§ **Work order**: Give the data a second time, exactly and in full.
------
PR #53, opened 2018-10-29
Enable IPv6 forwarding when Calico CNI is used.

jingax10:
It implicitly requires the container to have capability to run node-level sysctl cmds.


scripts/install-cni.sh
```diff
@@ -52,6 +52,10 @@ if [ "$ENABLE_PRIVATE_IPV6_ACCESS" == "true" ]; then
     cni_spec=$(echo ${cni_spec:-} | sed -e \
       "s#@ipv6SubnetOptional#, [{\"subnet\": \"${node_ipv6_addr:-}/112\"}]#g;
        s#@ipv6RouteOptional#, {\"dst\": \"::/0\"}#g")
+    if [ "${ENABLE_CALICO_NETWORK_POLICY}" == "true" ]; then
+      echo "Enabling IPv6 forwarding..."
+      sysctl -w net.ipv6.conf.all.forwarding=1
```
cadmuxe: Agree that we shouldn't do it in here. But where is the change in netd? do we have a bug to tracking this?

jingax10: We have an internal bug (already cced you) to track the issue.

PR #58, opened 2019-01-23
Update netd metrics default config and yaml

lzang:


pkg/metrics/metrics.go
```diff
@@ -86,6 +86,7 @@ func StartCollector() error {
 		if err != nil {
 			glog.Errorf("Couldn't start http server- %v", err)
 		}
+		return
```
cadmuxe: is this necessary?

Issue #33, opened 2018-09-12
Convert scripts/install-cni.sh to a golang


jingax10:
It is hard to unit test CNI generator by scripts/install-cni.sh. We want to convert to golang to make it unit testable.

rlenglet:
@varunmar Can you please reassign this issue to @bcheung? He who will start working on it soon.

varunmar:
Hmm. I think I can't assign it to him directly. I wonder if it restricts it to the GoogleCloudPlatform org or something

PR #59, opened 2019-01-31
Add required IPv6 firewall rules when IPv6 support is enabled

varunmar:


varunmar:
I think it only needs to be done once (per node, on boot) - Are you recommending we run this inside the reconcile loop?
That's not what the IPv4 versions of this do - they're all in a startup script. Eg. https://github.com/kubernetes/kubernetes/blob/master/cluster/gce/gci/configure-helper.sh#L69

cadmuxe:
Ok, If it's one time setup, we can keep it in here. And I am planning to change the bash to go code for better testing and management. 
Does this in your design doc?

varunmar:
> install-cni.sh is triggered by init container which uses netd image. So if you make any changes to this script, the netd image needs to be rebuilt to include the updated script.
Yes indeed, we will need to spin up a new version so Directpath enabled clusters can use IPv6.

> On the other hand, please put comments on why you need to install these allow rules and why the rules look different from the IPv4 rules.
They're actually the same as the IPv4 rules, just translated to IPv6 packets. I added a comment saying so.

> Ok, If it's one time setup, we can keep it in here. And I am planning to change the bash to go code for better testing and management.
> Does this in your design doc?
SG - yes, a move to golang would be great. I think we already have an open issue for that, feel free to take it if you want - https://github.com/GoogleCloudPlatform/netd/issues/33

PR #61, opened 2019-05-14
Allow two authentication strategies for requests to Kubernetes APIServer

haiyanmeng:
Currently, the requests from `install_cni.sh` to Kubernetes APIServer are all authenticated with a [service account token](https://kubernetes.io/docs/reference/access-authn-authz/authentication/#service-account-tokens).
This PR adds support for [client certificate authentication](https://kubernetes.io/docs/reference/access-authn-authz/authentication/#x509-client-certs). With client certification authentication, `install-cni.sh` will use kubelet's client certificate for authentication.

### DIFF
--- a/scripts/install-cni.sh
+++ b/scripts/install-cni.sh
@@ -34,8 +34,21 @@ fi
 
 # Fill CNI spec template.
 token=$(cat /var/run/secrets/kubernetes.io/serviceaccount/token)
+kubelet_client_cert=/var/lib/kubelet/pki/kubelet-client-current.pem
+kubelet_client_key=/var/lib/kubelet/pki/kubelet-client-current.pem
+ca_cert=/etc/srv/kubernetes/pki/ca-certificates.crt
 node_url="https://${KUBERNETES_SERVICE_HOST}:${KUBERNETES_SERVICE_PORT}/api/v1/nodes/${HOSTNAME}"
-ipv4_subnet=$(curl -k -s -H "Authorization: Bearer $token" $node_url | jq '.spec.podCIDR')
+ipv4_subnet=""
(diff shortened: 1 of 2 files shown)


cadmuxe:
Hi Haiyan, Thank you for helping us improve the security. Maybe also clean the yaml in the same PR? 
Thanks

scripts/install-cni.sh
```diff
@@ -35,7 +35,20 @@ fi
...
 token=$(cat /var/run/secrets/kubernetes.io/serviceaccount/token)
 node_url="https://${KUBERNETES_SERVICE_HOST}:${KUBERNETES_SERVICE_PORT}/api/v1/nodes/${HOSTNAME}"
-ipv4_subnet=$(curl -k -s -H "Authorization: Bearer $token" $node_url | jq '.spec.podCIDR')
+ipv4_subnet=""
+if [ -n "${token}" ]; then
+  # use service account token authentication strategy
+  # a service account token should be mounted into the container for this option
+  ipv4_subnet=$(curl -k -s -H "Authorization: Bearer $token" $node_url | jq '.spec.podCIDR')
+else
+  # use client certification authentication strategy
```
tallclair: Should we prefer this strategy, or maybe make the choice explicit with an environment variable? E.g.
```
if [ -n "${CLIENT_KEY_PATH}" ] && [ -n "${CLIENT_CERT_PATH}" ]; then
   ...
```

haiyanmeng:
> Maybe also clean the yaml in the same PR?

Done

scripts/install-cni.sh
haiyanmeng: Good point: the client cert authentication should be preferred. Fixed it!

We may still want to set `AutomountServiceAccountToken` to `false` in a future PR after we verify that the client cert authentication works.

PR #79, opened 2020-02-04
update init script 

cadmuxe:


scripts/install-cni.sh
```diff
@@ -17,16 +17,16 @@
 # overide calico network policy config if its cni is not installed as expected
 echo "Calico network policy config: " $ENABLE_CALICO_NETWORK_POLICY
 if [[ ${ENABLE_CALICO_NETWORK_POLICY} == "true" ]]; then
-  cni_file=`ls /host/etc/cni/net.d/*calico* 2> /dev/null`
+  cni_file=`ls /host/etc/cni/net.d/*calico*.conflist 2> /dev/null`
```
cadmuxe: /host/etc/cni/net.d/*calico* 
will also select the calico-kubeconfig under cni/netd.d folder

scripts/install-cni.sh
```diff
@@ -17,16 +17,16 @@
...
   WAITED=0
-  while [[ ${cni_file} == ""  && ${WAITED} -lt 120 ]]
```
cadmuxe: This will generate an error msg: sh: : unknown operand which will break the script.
------
§ **Answer section**:
PR #53, opened 2018-10-29
Enable IPv6 forwarding when Calico CNI is used.

jingax10:
It implicitly requires the container to have capability to run node-level sysctl cmds.


scripts/install-cni.sh
```diff
@@ -52,6 +52,10 @@ if [ "$ENABLE_PRIVATE_IPV6_ACCESS" == "true" ]; then
     cni_spec=$(echo ${cni_spec:-} | sed -e \
       "s#@ipv6SubnetOptional#, [{\"subnet\": \"${node_ipv6_addr:-}/112\"}]#g;
        s#@ipv6RouteOptional#, {\"dst\": \"::/0\"}#g")
+    if [ "${ENABLE_CALICO_NETWORK_POLICY}" == "true" ]; then
+      echo "Enabling IPv6 forwarding..."
+      sysctl -w net.ipv6.conf.all.forwarding=1
```
cadmuxe: Agree that we shouldn't do it in here. But where is the change in netd? do we have a bug to tracking this?

jingax10: We have an internal bug (already cced you) to track the issue.

PR #58, opened 2019-01-23
Update netd metrics default config and yaml

lzang:


pkg/metrics/metrics.go
```diff
@@ -86,6 +86,7 @@ func StartCollector() error {
 		if err != nil {
 			glog.Errorf("Couldn't start http server- %v", err)
 		}
+		return
```
cadmuxe: is this necessary?

Issue #33, opened 2018-09-12
Convert scripts/install-cni.sh to a golang


jingax10:
It is hard to unit test CNI generator by scripts/install-cni.sh. We want to convert to golang to make it unit testable.

rlenglet:
@varunmar Can you please reassign this issue to @bcheung? He who will start working on it soon.

varunmar:
Hmm. I think I can't assign it to him directly. I wonder if it restricts it to the GoogleCloudPlatform org or something

PR #59, opened 2019-01-31
Add required IPv6 firewall rules when IPv6 support is enabled

varunmar:


varunmar:
I think it only needs to be done once (per node, on boot) - Are you recommending we run this inside the reconcile loop?
That's not what the IPv4 versions of this do - they're all in a startup script. Eg. https://github.com/kubernetes/kubernetes/blob/master/cluster/gce/gci/configure-helper.sh#L69

cadmuxe:
Ok, If it's one time setup, we can keep it in here. And I am planning to change the bash to go code for better testing and management. 
Does this in your design doc?

varunmar:
> install-cni.sh is triggered by init container which uses netd image. So if you make any changes to this script, the netd image needs to be rebuilt to include the updated script.
Yes indeed, we will need to spin up a new version so Directpath enabled clusters can use IPv6.

> On the other hand, please put comments on why you need to install these allow rules and why the rules look different from the IPv4 rules.
They're actually the same as the IPv4 rules, just translated to IPv6 packets. I added a comment saying so.

> Ok, If it's one time setup, we can keep it in here. And I am planning to change the bash to go code for better testing and management.
> Does this in your design doc?
SG - yes, a move to golang would be great. I think we already have an open issue for that, feel free to take it if you want - https://github.com/GoogleCloudPlatform/netd/issues/33

PR #61, opened 2019-05-14
Allow two authentication strategies for requests to Kubernetes APIServer

haiyanmeng:
Currently, the requests from `install_cni.sh` to Kubernetes APIServer are all authenticated with a [service account token](https://kubernetes.io/docs/reference/access-authn-authz/authentication/#service-account-tokens).
This PR adds support for [client certificate authentication](https://kubernetes.io/docs/reference/access-authn-authz/authentication/#x509-client-certs). With client certification authentication, `install-cni.sh` will use kubelet's client certificate for authentication.

### DIFF
--- a/scripts/install-cni.sh
+++ b/scripts/install-cni.sh
@@ -34,8 +34,21 @@ fi
 
 # Fill CNI spec template.
 token=$(cat /var/run/secrets/kubernetes.io/serviceaccount/token)
+kubelet_client_cert=/var/lib/kubelet/pki/kubelet-client-current.pem
+kubelet_client_key=/var/lib/kubelet/pki/kubelet-client-current.pem
+ca_cert=/etc/srv/kubernetes/pki/ca-certificates.crt
 node_url="https://${KUBERNETES_SERVICE_HOST}:${KUBERNETES_SERVICE_PORT}/api/v1/nodes/${HOSTNAME}"
-ipv4_subnet=$(curl -k -s -H "Authorization: Bearer $token" $node_url | jq '.spec.podCIDR')
+ipv4_subnet=""
(diff shortened: 1 of 2 files shown)


cadmuxe:
Hi Haiyan, Thank you for helping us improve the security. Maybe also clean the yaml in the same PR? 
Thanks

scripts/install-cni.sh
```diff
@@ -35,7 +35,20 @@ fi
...
 token=$(cat /var/run/secrets/kubernetes.io/serviceaccount/token)
 node_url="https://${KUBERNETES_SERVICE_HOST}:${KUBERNETES_SERVICE_PORT}/api/v1/nodes/${HOSTNAME}"
-ipv4_subnet=$(curl -k -s -H "Authorization: Bearer $token" $node_url | jq '.spec.podCIDR')
+ipv4_subnet=""
+if [ -n "${token}" ]; then
+  # use service account token authentication strategy
+  # a service account token should be mounted into the container for this option
+  ipv4_subnet=$(curl -k -s -H "Authorization: Bearer $token" $node_url | jq '.spec.podCIDR')
+else
+  # use client certification authentication strategy
```
tallclair: Should we prefer this strategy, or maybe make the choice explicit with an environment variable? E.g.
```
if [ -n "${CLIENT_KEY_PATH}" ] && [ -n "${CLIENT_CERT_PATH}" ]; then
   ...
```

haiyanmeng:
> Maybe also clean the yaml in the same PR?

Done

scripts/install-cni.sh
haiyanmeng: Good point: the client cert authentication should be preferred. Fixed it!

We may still want to set `AutomountServiceAccountToken` to `false` in a future PR after we verify that the client cert authentication works.

PR #79, opened 2020-02-04
update init script 

cadmuxe:


scripts/install-cni.sh
```diff
@@ -17,16 +17,16 @@
 # overide calico network policy config if its cni is not installed as expected
 echo "Calico network policy config: " $ENABLE_CALICO_NETWORK_POLICY
 if [[ ${ENABLE_CALICO_NETWORK_POLICY} == "true" ]]; then
-  cni_file=`ls /host/etc/cni/net.d/*calico* 2> /dev/null`
+  cni_file=`ls /host/etc/cni/net.d/*calico*.conflist 2> /dev/null`
```
cadmuxe: /host/etc/cni/net.d/*calico* 
will also select the calico-kubeconfig under cni/netd.d folder

scripts/install-cni.sh
```diff
@@ -17,16 +17,16 @@
...
   WAITED=0
-  while [[ ${cni_file} == ""  && ${WAITED} -lt 120 ]]
```
cadmuxe: This will generate an error msg: sh: : unknown operand which will break the script.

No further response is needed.